» **The problem**
From the data, copy out every line in which the word "reason" appears.

» **Data records**
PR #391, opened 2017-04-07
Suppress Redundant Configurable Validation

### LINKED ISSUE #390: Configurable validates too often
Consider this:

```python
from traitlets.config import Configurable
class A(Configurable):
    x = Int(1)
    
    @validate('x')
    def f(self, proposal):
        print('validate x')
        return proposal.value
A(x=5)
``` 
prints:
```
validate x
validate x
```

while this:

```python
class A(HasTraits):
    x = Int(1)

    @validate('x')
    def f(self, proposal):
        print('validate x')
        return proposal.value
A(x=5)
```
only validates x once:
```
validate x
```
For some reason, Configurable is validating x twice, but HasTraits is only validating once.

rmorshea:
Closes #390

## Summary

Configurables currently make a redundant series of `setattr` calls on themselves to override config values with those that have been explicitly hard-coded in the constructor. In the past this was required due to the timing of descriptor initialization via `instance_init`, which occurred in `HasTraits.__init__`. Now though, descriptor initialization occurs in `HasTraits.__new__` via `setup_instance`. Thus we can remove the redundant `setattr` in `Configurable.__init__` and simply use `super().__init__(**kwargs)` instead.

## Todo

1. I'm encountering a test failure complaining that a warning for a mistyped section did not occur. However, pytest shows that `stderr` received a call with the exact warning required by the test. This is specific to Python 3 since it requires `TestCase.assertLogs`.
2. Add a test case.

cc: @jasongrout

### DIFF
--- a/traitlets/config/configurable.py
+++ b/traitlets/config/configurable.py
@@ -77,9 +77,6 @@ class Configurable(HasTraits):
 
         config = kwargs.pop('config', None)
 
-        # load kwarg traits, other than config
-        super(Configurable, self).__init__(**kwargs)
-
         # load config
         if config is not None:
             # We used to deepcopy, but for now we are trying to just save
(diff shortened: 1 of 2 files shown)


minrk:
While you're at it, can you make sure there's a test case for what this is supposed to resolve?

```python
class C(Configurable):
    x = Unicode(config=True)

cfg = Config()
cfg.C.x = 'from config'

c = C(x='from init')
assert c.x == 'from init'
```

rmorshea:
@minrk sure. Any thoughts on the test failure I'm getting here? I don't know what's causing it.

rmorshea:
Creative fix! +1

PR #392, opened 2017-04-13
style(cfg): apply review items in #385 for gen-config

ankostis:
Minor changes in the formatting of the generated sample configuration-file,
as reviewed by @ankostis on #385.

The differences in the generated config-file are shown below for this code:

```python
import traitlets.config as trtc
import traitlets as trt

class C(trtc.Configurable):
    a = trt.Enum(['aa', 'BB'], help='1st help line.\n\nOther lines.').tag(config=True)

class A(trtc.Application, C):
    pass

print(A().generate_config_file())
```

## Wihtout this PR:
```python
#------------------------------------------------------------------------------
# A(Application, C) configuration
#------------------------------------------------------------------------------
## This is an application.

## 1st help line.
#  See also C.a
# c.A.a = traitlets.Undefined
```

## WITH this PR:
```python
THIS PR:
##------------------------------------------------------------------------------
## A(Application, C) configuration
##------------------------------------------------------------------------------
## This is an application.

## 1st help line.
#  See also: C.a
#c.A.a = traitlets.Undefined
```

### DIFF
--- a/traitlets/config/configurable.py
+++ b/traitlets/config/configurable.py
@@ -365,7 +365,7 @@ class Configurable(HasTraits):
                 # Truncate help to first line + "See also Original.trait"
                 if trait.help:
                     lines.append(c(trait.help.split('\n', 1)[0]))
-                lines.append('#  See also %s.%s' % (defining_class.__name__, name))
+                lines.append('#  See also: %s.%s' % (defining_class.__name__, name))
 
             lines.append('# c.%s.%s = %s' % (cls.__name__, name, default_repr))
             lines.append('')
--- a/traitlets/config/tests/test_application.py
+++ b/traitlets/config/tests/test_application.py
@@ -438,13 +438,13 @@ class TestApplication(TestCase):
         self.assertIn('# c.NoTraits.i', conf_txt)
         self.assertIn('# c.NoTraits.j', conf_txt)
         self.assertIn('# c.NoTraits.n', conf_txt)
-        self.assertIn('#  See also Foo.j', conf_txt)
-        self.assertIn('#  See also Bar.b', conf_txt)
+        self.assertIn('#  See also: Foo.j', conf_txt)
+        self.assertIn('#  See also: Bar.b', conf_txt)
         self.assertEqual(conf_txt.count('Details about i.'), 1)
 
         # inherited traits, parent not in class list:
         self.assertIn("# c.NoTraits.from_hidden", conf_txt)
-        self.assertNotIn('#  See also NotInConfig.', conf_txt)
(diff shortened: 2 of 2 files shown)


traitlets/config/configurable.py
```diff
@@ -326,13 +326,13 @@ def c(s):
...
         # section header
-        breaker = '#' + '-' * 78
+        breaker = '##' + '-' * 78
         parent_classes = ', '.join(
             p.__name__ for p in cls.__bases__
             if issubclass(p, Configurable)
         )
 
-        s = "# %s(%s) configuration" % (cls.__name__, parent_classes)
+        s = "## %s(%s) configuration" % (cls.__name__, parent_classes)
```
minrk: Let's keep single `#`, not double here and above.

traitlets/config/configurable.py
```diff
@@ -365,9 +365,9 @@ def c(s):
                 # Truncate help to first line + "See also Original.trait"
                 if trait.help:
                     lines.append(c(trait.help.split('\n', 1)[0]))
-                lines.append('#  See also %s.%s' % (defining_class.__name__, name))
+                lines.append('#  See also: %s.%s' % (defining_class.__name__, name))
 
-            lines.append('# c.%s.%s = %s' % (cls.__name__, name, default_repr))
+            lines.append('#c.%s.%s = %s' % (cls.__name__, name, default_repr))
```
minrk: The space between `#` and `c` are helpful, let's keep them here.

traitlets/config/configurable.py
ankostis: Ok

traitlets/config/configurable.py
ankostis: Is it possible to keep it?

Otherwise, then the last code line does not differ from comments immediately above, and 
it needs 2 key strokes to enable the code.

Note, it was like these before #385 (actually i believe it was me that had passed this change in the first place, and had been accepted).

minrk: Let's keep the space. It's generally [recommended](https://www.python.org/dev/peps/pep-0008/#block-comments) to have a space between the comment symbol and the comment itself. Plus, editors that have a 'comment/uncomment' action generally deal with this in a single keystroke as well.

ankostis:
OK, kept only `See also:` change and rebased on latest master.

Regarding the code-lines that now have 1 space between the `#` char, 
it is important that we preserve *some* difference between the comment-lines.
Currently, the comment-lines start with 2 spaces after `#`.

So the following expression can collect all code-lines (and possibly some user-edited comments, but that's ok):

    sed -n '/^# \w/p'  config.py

...

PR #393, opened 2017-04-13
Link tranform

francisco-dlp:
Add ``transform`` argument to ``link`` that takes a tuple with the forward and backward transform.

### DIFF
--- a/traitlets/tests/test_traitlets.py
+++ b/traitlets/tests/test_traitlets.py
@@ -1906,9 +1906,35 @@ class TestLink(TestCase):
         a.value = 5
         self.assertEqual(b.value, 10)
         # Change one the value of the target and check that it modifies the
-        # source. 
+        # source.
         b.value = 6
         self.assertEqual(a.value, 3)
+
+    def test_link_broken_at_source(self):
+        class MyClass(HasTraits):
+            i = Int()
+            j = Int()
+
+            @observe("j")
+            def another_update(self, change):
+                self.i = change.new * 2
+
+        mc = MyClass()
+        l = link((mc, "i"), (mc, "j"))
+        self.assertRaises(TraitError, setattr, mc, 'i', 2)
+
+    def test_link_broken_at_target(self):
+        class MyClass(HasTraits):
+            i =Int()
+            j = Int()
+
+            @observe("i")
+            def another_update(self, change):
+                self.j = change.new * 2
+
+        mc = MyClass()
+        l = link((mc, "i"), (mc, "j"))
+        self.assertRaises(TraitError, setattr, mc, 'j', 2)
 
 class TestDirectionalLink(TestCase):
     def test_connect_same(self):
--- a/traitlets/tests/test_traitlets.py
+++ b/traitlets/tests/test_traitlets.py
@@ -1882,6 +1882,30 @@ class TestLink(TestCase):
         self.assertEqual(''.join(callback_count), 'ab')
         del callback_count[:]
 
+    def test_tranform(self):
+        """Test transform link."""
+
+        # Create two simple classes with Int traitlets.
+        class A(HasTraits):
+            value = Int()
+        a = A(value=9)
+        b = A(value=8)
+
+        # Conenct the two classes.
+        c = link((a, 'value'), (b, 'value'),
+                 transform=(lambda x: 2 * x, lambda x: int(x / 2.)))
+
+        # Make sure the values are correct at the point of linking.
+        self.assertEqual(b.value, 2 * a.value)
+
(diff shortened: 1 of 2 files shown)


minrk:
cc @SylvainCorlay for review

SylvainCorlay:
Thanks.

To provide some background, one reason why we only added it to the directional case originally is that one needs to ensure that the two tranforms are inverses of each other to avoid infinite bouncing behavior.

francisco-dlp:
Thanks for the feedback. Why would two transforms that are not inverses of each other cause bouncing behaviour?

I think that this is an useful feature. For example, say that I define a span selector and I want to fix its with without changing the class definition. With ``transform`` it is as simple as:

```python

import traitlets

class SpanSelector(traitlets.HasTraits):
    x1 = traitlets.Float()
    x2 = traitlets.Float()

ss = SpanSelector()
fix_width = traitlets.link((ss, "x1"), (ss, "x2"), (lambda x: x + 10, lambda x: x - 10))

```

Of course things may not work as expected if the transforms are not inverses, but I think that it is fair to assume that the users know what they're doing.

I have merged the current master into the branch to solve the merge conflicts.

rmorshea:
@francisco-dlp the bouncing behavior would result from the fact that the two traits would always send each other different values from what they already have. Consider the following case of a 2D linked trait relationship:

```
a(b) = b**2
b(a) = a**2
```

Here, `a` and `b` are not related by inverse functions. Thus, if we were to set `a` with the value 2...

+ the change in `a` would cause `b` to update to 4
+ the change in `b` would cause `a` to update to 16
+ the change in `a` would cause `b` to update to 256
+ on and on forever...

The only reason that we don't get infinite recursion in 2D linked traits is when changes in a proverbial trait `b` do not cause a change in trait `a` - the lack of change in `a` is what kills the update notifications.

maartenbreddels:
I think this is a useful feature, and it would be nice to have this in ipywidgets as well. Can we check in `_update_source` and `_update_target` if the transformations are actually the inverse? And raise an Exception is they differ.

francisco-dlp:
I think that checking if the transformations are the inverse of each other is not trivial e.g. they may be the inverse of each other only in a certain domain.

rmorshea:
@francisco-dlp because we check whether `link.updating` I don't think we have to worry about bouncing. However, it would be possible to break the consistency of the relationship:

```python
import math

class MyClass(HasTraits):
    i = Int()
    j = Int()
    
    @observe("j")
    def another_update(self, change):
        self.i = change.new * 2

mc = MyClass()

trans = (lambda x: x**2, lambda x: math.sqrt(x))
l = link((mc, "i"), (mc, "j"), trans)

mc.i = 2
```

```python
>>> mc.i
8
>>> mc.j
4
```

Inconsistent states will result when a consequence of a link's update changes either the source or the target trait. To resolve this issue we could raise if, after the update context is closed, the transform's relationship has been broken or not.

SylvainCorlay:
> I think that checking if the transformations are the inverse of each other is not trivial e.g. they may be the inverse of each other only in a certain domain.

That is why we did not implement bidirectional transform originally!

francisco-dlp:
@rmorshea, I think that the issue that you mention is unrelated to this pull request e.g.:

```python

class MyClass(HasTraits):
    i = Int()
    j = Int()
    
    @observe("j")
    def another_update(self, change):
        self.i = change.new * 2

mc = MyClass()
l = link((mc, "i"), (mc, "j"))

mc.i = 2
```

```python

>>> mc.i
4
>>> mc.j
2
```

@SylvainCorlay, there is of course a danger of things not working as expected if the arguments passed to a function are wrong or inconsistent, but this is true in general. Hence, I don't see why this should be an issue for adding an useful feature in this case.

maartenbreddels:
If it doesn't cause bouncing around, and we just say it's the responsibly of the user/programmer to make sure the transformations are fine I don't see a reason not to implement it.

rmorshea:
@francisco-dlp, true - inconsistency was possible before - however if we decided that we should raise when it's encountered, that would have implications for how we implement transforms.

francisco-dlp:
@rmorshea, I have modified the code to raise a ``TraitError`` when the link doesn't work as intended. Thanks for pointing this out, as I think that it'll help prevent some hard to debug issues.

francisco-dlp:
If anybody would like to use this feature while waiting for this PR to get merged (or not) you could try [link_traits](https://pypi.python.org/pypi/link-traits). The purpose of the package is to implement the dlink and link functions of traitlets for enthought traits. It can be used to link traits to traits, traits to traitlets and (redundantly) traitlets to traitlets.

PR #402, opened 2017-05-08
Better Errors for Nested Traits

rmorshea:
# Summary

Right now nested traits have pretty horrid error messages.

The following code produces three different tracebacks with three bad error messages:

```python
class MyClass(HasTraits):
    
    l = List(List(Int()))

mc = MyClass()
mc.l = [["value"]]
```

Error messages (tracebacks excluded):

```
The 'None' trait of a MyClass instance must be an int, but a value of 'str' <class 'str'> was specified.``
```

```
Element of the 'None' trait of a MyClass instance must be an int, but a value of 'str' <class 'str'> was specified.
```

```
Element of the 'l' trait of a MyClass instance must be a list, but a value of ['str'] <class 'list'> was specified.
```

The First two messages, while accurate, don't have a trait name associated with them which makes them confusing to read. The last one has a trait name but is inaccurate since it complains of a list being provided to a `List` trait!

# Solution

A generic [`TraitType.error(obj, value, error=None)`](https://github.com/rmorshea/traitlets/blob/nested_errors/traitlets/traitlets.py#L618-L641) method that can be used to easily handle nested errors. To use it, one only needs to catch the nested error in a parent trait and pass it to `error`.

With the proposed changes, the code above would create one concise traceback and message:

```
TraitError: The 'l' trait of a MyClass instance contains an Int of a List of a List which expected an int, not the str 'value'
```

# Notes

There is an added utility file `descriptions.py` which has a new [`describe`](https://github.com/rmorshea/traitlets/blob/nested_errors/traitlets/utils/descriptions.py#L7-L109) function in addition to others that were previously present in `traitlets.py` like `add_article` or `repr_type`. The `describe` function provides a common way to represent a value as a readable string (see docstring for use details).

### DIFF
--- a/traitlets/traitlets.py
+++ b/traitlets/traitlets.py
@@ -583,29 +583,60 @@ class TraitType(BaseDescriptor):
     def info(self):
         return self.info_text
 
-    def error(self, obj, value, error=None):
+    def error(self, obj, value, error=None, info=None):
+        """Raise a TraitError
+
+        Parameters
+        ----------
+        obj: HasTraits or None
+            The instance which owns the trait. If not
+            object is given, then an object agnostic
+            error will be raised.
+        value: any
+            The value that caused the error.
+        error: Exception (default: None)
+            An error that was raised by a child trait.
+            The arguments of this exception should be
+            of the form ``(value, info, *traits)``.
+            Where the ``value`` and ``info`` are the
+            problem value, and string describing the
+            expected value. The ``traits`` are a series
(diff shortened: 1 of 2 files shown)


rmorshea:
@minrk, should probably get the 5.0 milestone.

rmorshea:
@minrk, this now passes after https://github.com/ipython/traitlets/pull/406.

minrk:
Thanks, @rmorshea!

» **Result for this exercise**
For some reason, Configurable is validating x twice, but HasTraits is only validating once.
To provide some background, one reason why we only added it to the directional case originally is that one needs to ensure that the two tranforms are inverses of each other to avoid infinite bouncing behavior.
The only reason that we don't get infinite recursion in 2D linked traits is when changes in a proverbial trait `b` do not cause a change in trait `a` - the lack of change in `a` is what kills the update notifications.
If it doesn't cause bouncing around, and we just say it's the responsibly of the user/programmer to make sure the transformations are fine I don't see a reason not to implement it.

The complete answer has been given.